Start of INPUT DATA

Issue #112, opened 2022-09-29
List Current Channel State (Simple channels table)


ohenrik:
lntop like live table listing all channels and have default filters for open/closed and pending channels. updating live similar to LN Top

PR #160, opened 2022-10-13
Feature/112 list current channels

kevenboo:
Related ticket -> https://github.com/lncapital/torq/issues/112

The in the screen bellow this is the page with the default columns and filter so only active channels will be displayed.

Screen Shot 2022-10-13 at 1 49 46 PM

I kept the reducers that were interacting with the columns and filters but if we want to display everything by default and not let the user add the columns I can remove them.

On the backend side the payload from LND is now returned in camelCase.


internal/channels/handlers.go
```diff
@@ -35,6 +40,32 @@ type pendingChannel struct {
 	PendingChannelPoint string `json:"pendingChannelPoint"`
 }
 
+type channelBody struct {
+	Active                *bool                 `json:"active"`
+	Gauge                 float64               `json:"gauge"`
+	RemotePubkey          *string               `json:"remotePubkey"`
+	ChannelPoint          *string               `json:"lndChannelPoint"`
```
maxwedwards, line 47: Sorry to be pedantic but can we call this LNDChannelPoint

internal/channels/handlers.go
```diff
@@ -35,6 +40,32 @@ type pendingChannel struct {
...
+	LNDShortChanID        *uint64               `json:"lndShortChannelId"`
+	ShortChanID           string                `json:"shortChannelID"`
```
maxwedwards, line 49: Can we call this ShortChannelId and in the json, shortChannelId with lower d?

internal/channels/handlers.go
```diff
@@ -35,6 +40,32 @@ type pendingChannel struct {
 	PendingChannelPoint string `json:"pendingChannelPoint"`
 }
 
+type channelBody struct {
+	Active                *bool                 `json:"active"`
+	Gauge                 float64               `json:"gauge"`
+	RemotePubkey          *string               `json:"remotePubkey"`
+	ChannelPoint          *string               `json:"lndChannelPoint"`
+	LNDShortChanID        *uint64               `json:"lndShortChannelId"`
```
maxwedwards, line 48: Nit: Can we lowercase the D on Id please?

internal/channels/routes.go
```diff
@@ -0,0 +1,12 @@
...
+
+import (
+	"github.com/gin-gonic/gin"
+	"github.com/jmoiron/sqlx"
+)
+
+func RegisterChannelRoutes(r *gin.RouterGroup, db *sqlx.DB) {
+	r.POST("update", func(c *gin.Context) { updateChannelsHandler(c, db) })
+	r.POST("openbatch", func(c *gin.Context) { batchOpenHandler(c, db) })
+	r.GET("list", func(c *gin.Context) { getChannelListhandler(c, db) })
```
maxwedwards, line 11: Shouldn't this be a GET on `/api/channels/` rather than `/api/channels/list`. So just change to r.Get(""). The update is a bit suspicious why that's not just a POST on `/api/channels/` but not this PRs responsibility to fix that.

internal/channels/handlers.go
```diff
@@ -90,7 +121,79 @@ func batchOpenHandler(c *gin.Context, db *sqlx.DB) {
...
 }
 
-func RegisterChannelRoutes(r *gin.RouterGroup, db *sqlx.DB) {
-	r.POST("update", func(c *gin.Context) { updateChannelsHandler(c, db) })
-	r.POST("openbatch", func(c *gin.Context) { batchOpenHandler(c, db) })
+func getChannelListhandler(c *gin.Context, db *sqlx.DB) {
+	var resp *lnrpc.ListChannelsResponse
+	var channelsBody []channelBody
+	nodes, _ := settings.GetActiveNodesConnectionDetails(db)
+	for _, node := range nodes {
```
maxwedwards, line 128: I've asked @ohenrik if this is ok to merge in now or if we should select a node based on nodeid that's passed in from the frontend.

internal/channels/handlers.go
```diff
@@ -90,7 +121,79 @@ func batchOpenHandler(c *gin.Context, db *sqlx.DB) {
...
+		conn, err := lnd_connect.Connect(
+			node.GRPCAddress,
+			node.TLSFileBytes,
+			node.MacaroonFileBytes)
+		if err != nil {
+			log.Error().Err(err).Msgf("Failed to connect to lnd for node id: %v", node.LocalNodeId)
```
maxwedwards, line 134: The method below this line logs anyway so no need to log here, just delete.

internal/channels/handlers.go
```diff
@@ -90,7 +121,79 @@ func batchOpenHandler(c *gin.Context, db *sqlx.DB) {
...
+			server_errors.WrapLogAndSendServerError(c, err, "Connect to node")
```
maxwedwards, line 135: Feel free to add the node id into the message if you want like you did in the above (unneeded) log call.

internal/channels/handlers.go
```diff
@@ -90,7 +121,79 @@ func batchOpenHandler(c *gin.Context, db *sqlx.DB) {
...
+			return
+		}
+		defer conn.Close()
+		client := lnrpc.NewLightningClient(conn)
+		r, err := client.ListChannels(context.Background(), &lnrpc.ListChannelsRequest{})
+		if err != nil {
+			log.Error().Err(err).Msgf("Failed to connect to lnd for node id: %v", node.LocalNodeId)
```
maxwedwards, line 142: Again, no need to log as it's done below

internal/channels/handlers.go
```diff
@@ -90,7 +121,79 @@ func batchOpenHandler(c *gin.Context, db *sqlx.DB) {
...
+		}
+
+		if resp == nil {
+			resp = r
+		} else {
+			resp.Channels = append(resp.Channels, r.Channels...)
+		}
+	}
+
+	for _, lndChannel := range resp.Channels {
```
maxwedwards, line 154: Personally, rather than putting all the channels into a *lnrpc.ListChannelsResponse, I'd just range over them and put them straight into a slice of channelBody. Saves having to append them all twice.

internal/channels/handlers.go
```diff
@@ -90,7 +121,79 @@ func batchOpenHandler(c *gin.Context, db *sqlx.DB) {
...
+			CommitmentType:        &lndChannel.CommitmentType,
+			Lifetime:              &lndChannel.Lifetime,
+		}
+		channelsBody = append(channelsBody, chanBody)
+	}
+
+	c.JSON(http.StatusOK, channelsBody)
+}
+
+func sumHTLCs(htlcs *[]*lnrpc.HTLC) int64 {
```
maxwedwards, line 185: Do we need all these pointers? Can this just be a `[]lnrpc.HTLC`?

internal/channels/handlers.go
kevenboo: on it

internal/channels/handlers.go
kevenboo: on it

test/e2e/lnd/e2e_test.go
```diff
@@ -646,6 +647,14 @@ func TestPlaywrightVideo(t *testing.T) {
 
 	page.WaitForTimeout(1000)
 
+	page.Click("text=Channels")
+
+	page.WaitForTimeout(500)
+
+	page.Click("text=Default View")
+
+	page.WaitForTimeout(500)
```
maxwedwards, line 656: No generic time waits in tests please! I can see you have just copied what was before but this has to go.

web/src/Router.tsx
```diff
@@ -67,6 +68,8 @@ const authenticatedRoutes: RouteObject = {
         {
           path: routes.ANALYSE,
           children: [
+            { path: routes.CHANNELS, element: <ChannelsPage /> },
+            { path: routes.CHANNELS_CUSTOM_VIEW, element: <ChannelsPage /> },
```
maxwedwards, line 72: As we don't have custom views yet, I think we should drop the route for it

internal/channels/handlers.go
```diff
@@ -35,6 +40,32 @@ type pendingChannel struct {
...
+	PendingHtlcs          int64                 `json:"pendingHtlcs"`
+	TotalSatoshisSent     *int64                `json:"totalSatoshisSent"`
+	NumUpdates            *uint64               `json:"numUpdates"`
+	Initiator             *bool                 `json:"initiator"`
+	ChanStatusFlags       *string               `json:"chanStatusFlags"`
+	LocalChanReserveSat   *int64                `json:"localChanReserveSat"`
+	RemoteChanReserveSat  *int64                `json:"remoteChanReserveSat"`
+	CommitmentType        *lnrpc.CommitmentType `json:"commitmentType"`
+	Lifetime              *int64                `json:"lifetime"`
+	TotalSatoshisReceived *int64                `json:"totalSatoshisReceived"`
```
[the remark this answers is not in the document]
kevenboo: I though that instead of copying the data in new variables, i would only need to point to their values to save memory in case we have user with a lot of channels

web/src/apiSlice.ts
```diff
@@ -57,6 +57,13 @@ export const torqApi = createApi({
     getForwards: builder.query<any, GetForwardsQueryParams>({
       query: (params) => queryParamsBuilder("forwards", params, true),
     }),
+    getChannels: builder.query<any, void>({
```
maxwedwards, line 60: No anys please! There is a file called apiTypes or something where we have been putting types related to the API queries. If in doubt, ask @cryptosalomao as I think he has been refactoring in this area.

internal/channels/routes.go
kevenboo: Yes i can do that. I think when we did the call we talked about the endpoint being channels/list but yes i agree /channels is better

internal/channels/handlers.go
kevenboo: ok

web/src/constants/routes.ts
```diff
@@ -6,6 +6,8 @@ export const LOGOUT = "logout";
 export const ANALYSE = "analyse";
 export const FORWARDS = "forwards";
 export const FORWARDS_CUSTOM_VIEW = `${FORWARDS}/:viewId`;
+export const CHANNELS = "channels";
+export const CHANNELS_CUSTOM_VIEW = `${CHANNELS}/:viewId`;
```
maxwedwards, line 10: Again, I don't think we have custom views yet do we?

internal/channels/handlers.go
```diff
@@ -90,7 +121,79 @@ func batchOpenHandler(c *gin.Context, db *sqlx.DB) {
 	c.JSON(http.StatusOK, response)
 }
 
-func RegisterChannelRoutes(r *gin.RouterGroup, db *sqlx.DB) {
-	r.POST("update", func(c *gin.Context) { updateChannelsHandler(c, db) })
-	r.POST("openbatch", func(c *gin.Context) { batchOpenHandler(c, db) })
+func getChannelListhandler(c *gin.Context, db *sqlx.DB) {
+	var resp *lnrpc.ListChannelsResponse
+	var channelsBody []channelBody
+	nodes, _ := settings.GetActiveNodesConnectionDetails(db)
```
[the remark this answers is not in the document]
kevenboo: oh my bad I usually don't do that I implemented the error check after but I missed this one

internal/channels/handlers.go
kevenboo: on it

web/src/features/channels/ChannelsDataWrapper.tsx
```diff
@@ -0,0 +1,65 @@
...
+
+  const sortBy = useAppSelector(selectSortBy);
+  const groupBy = useAppSelector(selectGroupBy) || "channels";
+  const filters = useAppSelector(selectFilters);
+
+  const [channels, columns] = useMemo(() => {
+    if (chanResponse.data?.length == 0) {
+      return [];
+    }
+    let channels = cloneDeep(chanResponse.data ? chanResponse.data : ([] as any[]));
```
maxwedwards, line 28: Does our clone function not do a deep clone? I'd rather not use lowdash if we can avoid it.

maxwedwards, line 28: No anys please

web/src/features/channels/ChannelsPage.tsx
```diff
@@ -0,0 +1,183 @@
+import { Link } from "react-router-dom";
+import {
+  Filter20Regular as FilterIcon,
+  ArrowSortDownLines20Regular as SortIcon,
+  ColumnTriple20Regular as ColumnsIcon,
+  ArrowJoin20Regular as GroupIcon,
+  Options20Regular as OptionsIcon,
+} from "@fluentui/react-icons";
+import Sidebar from "../sidebar/Sidebar";
```
maxwedwards, line 9: Same comment as before on relative paths

web/src/features/channels/ChannelsPage.tsx
```diff
@@ -0,0 +1,183 @@
...
+import { Clause, FilterCategoryType, FilterInterface } from "features/sidebar/sections/filter/filter";
+
+import TablePageTemplate, {
+  TableControlSection,
+  TableControlsButton,
+  TableControlsButtonGroup,
+  TableControlsTabsGroup,
+} from "../templates/tablePageTemplate/TablePageTemplate";
+import { useState } from "react";
+import { useAppDispatch, useAppSelector } from "../../store/hooks";
```
maxwedwards, line 20: Relative paths not needed

web/src/features/channels/ChannelsPage.tsx
```diff
@@ -0,0 +1,183 @@
...
+  updateSortBy,
+  selectGroupBy,
+  updateGroupBy,
+} from "./ChannelsSlice";
+import ColumnsSection from "../sidebar/sections/columns/ColumnsSection";
+import FilterSection from "../sidebar/sections/filter/FilterSection";
+import SortSection, { SortByOptionType } from "../sidebar/sections/sort/SortSectionOld";
+import GroupBySection from "../sidebar/sections/group/GroupBySection";
+import ChannelsDataWrapper from "./ChannelsDataWrapper";
+import { SectionContainer } from "../section/SectionContainer";
```
maxwedwards, line 37: Same comment on relative paths

web/src/features/channels/ChannelsPage.tsx
```diff
@@ -0,0 +1,183 @@
...
+    <TableControlSection>
+      <TableControlsButtonGroup>
+        <TableControlsTabsGroup>
+        </TableControlsTabsGroup>
+        <TableControlsButton onClickHandler={() => setSidebarExpanded(!sidebarExpanded)} icon={OptionsIcon} />
+      </TableControlsButtonGroup>
+    </TableControlSection>
+  );
+
+  const updateColumnsHandler = (columns: Array<any>) => {
```
maxwedwards, line 92: No Anys please

web/src/features/channels/ChannelsSlice.tsx
```diff
@@ -0,0 +1,195 @@
+import { createSlice, PayloadAction  } from "@reduxjs/toolkit";
+import { RootState } from "../../store/store";
+import { AndClause, FilterClause } from "../sidebar/sections/filter/filter";
+import { SortByOptionType } from "../sidebar/sections/sort/SortSectionOld";
+import { ColumnMetaData } from "../table/Table";
```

End of INPUT DATA

> **WHAT TO DO**: Copy out every line from the material above where the string "range" turns up.

> **ANSWER TO THE EXERCISE**:
+	for _, node := range nodes {
+	for _, lndChannel := range resp.Channels {
maxwedwards, line 154: Personally, rather than putting all the channels into a *lnrpc.ListChannelsResponse, I'd just range over them and put them straight into a slice of channelBody. Saves having to append them all twice.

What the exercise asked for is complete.